Citigroup Too Big to Succeed, Time To Break It Up
Today’s bailout of banking monster Citigroup seems particularly limp wristed – no resignations of senior management, an unenforceable ‘promise’ that bonuses will be scaled back, and the US government buying preferred shares paying only 8% annual dividend (which makes the Barclay’s middle east injection at 14% look like robbery).
So is that it then? Are we really prepared to let a light wrap on the knuckles stand as the sole punishment for the transgressions of a bloated, failing bank that deliberately plunged into the CDO market head on as a way to boost short term profits, and whose former CEO Charles Prince described his strategy last summer thus: “as long as the music is playing, you’ve got to get up and dance. We’re still dancing”?
Apart from the fact that current Citigroup CEO Vikram Pandit has lost $4,110,000 in the last week and a half after courageously buying 750,000 shares in his own company on November 13 as a vote of confidence/pain sharing measure, it seems there’s a fair amount more that needs to be done to make sure Citigroup is punished, and the lessons of the bank’s failure learned rather than forgotten (and then, you would presume, repeated). So what should be done?

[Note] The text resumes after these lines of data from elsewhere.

PR #240, opened 2019-05-10
Support start time for live

stonko1994:
## Description
The upcoming player version v8.8.0 will support the `SourceConfigOption` `startTime` also for livestreams.

## Problem
No initial `TimeShifted` event will be fired when a `startTime` is configured.

## Solution
We need to listen to the `Playing` event to update the live-edge status indicator.


src/ts/components/playbacktimelabel.ts
```diff
@@ -116,6 +116,7 @@ export class PlaybackTimeLabel extends Label<PlaybackTimeLabelConfig> {
     player.on(player.exports.PlayerEvent.TimeShift, updateLiveTimeshiftState);
     player.on(player.exports.PlayerEvent.TimeShifted, updateLiveTimeshiftState);
     player.on(player.exports.PlayerEvent.Play, updateLiveTimeshiftState);
```
offnertho: do we still need the `play`?

stonko1994: No

Issue #234, opened 2019-04-05
Subtitle or Audio select on demofactory not close UI


vfernandes0408:
This bug is related a demofactory.ts.
When i use this ts and set another subtitle different default has the problem that ui not hidden.

stonko1994:
Thanks for reporting we will look into it.

vfernandes0408:
Any news about this issue ?

stonko1994:
We were able to reproduce the issue and we have an internal issue open but there's no ETA for a fix at this time.

PR #242, opened 2019-05-21
Fix issue that UI stays active after selecting something in a listBox

stonko1994:
## Description
Issue #234 

The UI stays active after a user selects something within a `ListBox`.

**Sry about the size of the PR. The most changes are new tests.**

## Problem
The `ListBox` recreates its elements way too often. Together with our `hoverStackCount` which prevents hiding the UI when a user hovers over an element this lead to the issue that the `hoverStackCount` doesn't unregister the selected item which gets recreated immediately after selecting something. The outcome is that the whole UI stays active forever.

## Solution
Properly update the `ListBox` and its items instead of simply recreating it all the time.

## Manual tests
Select the `buildDemoWithSeparateAudioSubtitlesButtons` and change the current `Subtitle` or `AudioTrack` within the `Subtitle-` or `AudioTrackListBox`

## Tests
- Added tests for:
  - `ListSelector`
  - `AudioUtils`
  - `SubtitleUtils`


src/ts/components/listbox.ts
```diff
@@ -13,8 +16,10 @@ import {DOM} from '../dom';
  *   </div
  * </code>
  */
+// TODO: change to extends container in v4
```
protyposis: Make it a little clearer (e.g. that the `ListSelector` should extend `Container`)

src/ts/components/listbox.ts
```diff
@@ -24,65 +29,94 @@ export class ListBox extends ListSelector<ListSelectorConfig> {
...
-  }
+  };
 
-  private handleSelectionChange(sender: ListBoxItemButton) {
-    this.onItemSelectedEvent(sender.key);
-  }
+  private refreshSelectedItem = () => {
+    // This gets called twice because the first time is triggered when the user clicks on the ListBoxItemButton. And the
+    // second call comes from the player event when the actual item is selected (Subtitle / AudioTrack in this case).
+    // As this is a generic component we can't prohibit this behaviour. We need to tread this component as it acts
```
protyposis: Typo: `tread` -> `treat`

src/ts/components/listbox.ts
```diff
@@ -24,65 +29,94 @@ export class ListBox extends ListSelector<ListSelectorConfig> {
...
+    // independent form PlayerEvents and on the other hand we need to react to PlayerEvents as it could be triggered
```
protyposis: typo: `form` -> `from`

src/ts/components/listselector.ts
```diff
@@ -108,7 +116,9 @@ export abstract class ListSelector<Config extends ListSelectorConfig> extends Co
       listItem.label = this.config.translator(listItem);
     }
 
-    this.removeItem(key); // Try to remove key first to get overwrite behavior and avoid duplicate keys
+    // Try to remove key first to get overwrite behavior and avoid duplicate keys
+    this.removeItem(key); // FIXME: This will trigger an ItemRemoved and an ItemAdded event which should not be the case
```
protyposis: I think this is a matter of taste. One could also argue that there should not be an `ItemAdded` event when an overwrite happens, because it's been there before (count stays the same, thus nothing is "added").

src/ts/components/listselector.ts
```diff
@@ -159,6 +169,31 @@ export abstract class ListSelector<Config extends ListSelectorConfig> extends Co
...
+   * Returns the items for the given key or undefined if no item with the given key exists.
+   * @param key the key of the item to return
+   * @returns {ListItem} the item with the requested key. Undefined if no item with the given key exists.
+   */
+  getItemForKey(key: string): ListItem {
+    return this.items.find((item) => item.key === key);
+  }
+
+  /**
+   * Synchronize the current items of this selector with the given once. This will remove and add items selectively.
```
protyposis: typo: `once` -> `ones`

src/ts/components/listselector.ts
```diff
@@ -159,6 +169,31 @@ export abstract class ListSelector<Config extends ListSelectorConfig> extends Co
...
+   * For each removed item the ItemRemovedEvent and for each added item the ItemAddedEvent will be triggered. Favour
+   * this method over using clearItems and adding all items again afterwards.
+   * @param newItems
+   */
+  synchronizeItems(newItems: ListItem[]): void {
+    newItems
+      .filter((item) => !this.hasItem(item.key))
+      .map((item) => this.addItem(item.key, item.label));
```
protyposis: `forEach` (you're not doing anything with the mapping result)

src/ts/components/listselector.ts
stonko1994: Should we keep the FIXME or do we say that this isn't defined so the events are fine? Maybe change the FIXME to a normal comment to just point that out?

protyposis: If this really is purely a matter of taste and does not have any negative impact that should be fixed sooner or later, then change to a normal comment.

If it has some kind of major drawback then keep the fixme.

PR #243, opened 2019-05-21
Feature/fix browserutils

pcanterini:
### Description
When importing this npm package in a server sider rendered app the following error occurs:
`ReferenceError: navigator is not defined`
https://d.pr/i/hPQEY9

Affected versions: `3.4.5` and possibly older versions

I wasn't sure if I should have created this PR against develop instead but just tried to follow the contrib guidelines.

This is obviously a suggestion and _one_ way on how to solve this issue but feel free to close the PR and address it in a different way you guys see fit.

Thanks!

### Problem
`navigator` is not available on the server side even though all we are trying to do is import the package, not instantiate it on the BE.

### Solution
Check if `window` is available before using `navigator` and set a default otherwise.

### Manual tests
Import the package in a node.js app (or server side rendered file). The file should be imported with no errors as long as not instantiated.

### DIFF
--- a/CHANGELOG.md
+++ b/CHANGELOG.md
@@ -4,6 +4,11 @@ All notable changes to this project will be documented in this file.
 The format is based on [Keep a Changelog](http://keepachangelog.com/) 
 and this project adheres to [Semantic Versioning](http://semver.org/).
 
+## [3.4.6]
+
+### Fixed
+- Allow npm package to be imported in server side app without `navigator` error.
+
 ## [3.4.5]
 
 ### Fixed
--- a/src/ts/browserutils.ts
+++ b/src/ts/browserutils.ts
@@ -1,4 +1,6 @@
 export namespace BrowserUtils {
+  // set default value for navigator when using package in nodejs or ssr app
+  const navigator = typeof window === 'undefined' ? {userAgent: ''} : window.navigator;
 
   // isMobile only needs to be evaluated once (it cannot change during a browser session)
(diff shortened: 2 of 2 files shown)


protyposis:
Thanks for submitting this PR. We have been aware of this issue and have worked around it internally when used in a Node environment by setting
```ts
(global as any).navigator = {
  userAgent: 'node.js',
};
```
somewhere before the `BrowserUtils` are imported. This hasn't been fixed until now since the UI is basically designed as a client-side framework and even though your approach would mitigate the immediate problem, I am not entirely sure it is the right one that helps most users.

I am thinking about server-side rendering, where user agent detection is required and done with the agent string from the client. In such case it might make sense to have a parameterized function that initializes the `BrowserUtils`.

Let's see if there are other opinions.

stonko1994:
Thanks for submitting but please create the PR against `develop` and change the version in the changelog to `## [develop]`.

---

Another approach could be to detect the browser lazy when it's needed.

```ts
export class BrowserUtils {
  …
  static get isMobile(): boolean {
    return navigator && navigator.userAgent && /Mobi/.test(navigator.userAgent);
  }
  …
}
```

_If we want to do this check only once we could cache the result._

pcanterini:
Feel free to close my PR and handle it the best way you guys see fit. I’ll look again at this in the morning if needed. Thanks for all the feedback!

stonko1994:
Closing in favour of #244

PR #244, opened 2019-05-22
Fix issues if the UI is used in a non browser environment

stonko1994:
## Description
Our `BrowserUtils` check against the `userAgent` without checking if we are in a browser environment and if the `navigator` object even exists. This lead to issues e.g. when rendering server side.

## Solution
Check the user agent when it's needed and add a check if the window object is defined.

## Tests
Simple test for `isMobile` added


pcanterini:
This is great guys, I really appreciate you looking into it for us ❤️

Vernon Hill summed it up yesterday on Seeking Alpha, with this little patch of straight talking doom:
“We now see the good Citi’s size has done for investors: the company has an incoherent, unworkable business model. It is run by a senior management team that’s largely unproven, with scant experience operating a large financial institution. And the company’s risk controls (if the past few years are any evidence) are hopelessly inadequate to the task. While the conventional wisdom says Citi is too big to fail, the reality is it’s too big to manage. As a result, the company has become a publicly traded incarnation of Murphy’s Law: anything that can go wrong almost certainly will-and probably sooner rather than later. And $25 billion in TARP money isn’t going to do much to turn things around.”
I still remember traders murmering in early 2007 about the low quality of graduates Citigroup was hiring, and the exhorbitant ammount of money they were paying them. That strategy of big-spending-small-thinking-economic-incompetence seemed to be still chugging full steam ahead over the last few months with the Citigroup snapping up piles of Lehman’s rejects. One Lehman’s employee, an acquaintance of mine, was offered more money to join Citigroup following the demise of his own bank.
So the only solution, once all the dust has settled, seems to be to force through some form of de-merger for this ridiculous, irresponsible business. Hopefully the current bailout won’t help CEO Pandit to fend off calls for a breakup of the company; if it does the Fed should be ashamed of itself for supporting such a failed business model. Start sharpening your axes.
Posted by Daniel Stacey in Hot Money | November 24, 2008 10:51AM |

November 24th, 2008 at 3:22 pm
I say off with its head. Banks should never have been allowed to get so big.
November 24th, 2008 at 6:02 pm
Bateman is just the man for the job too.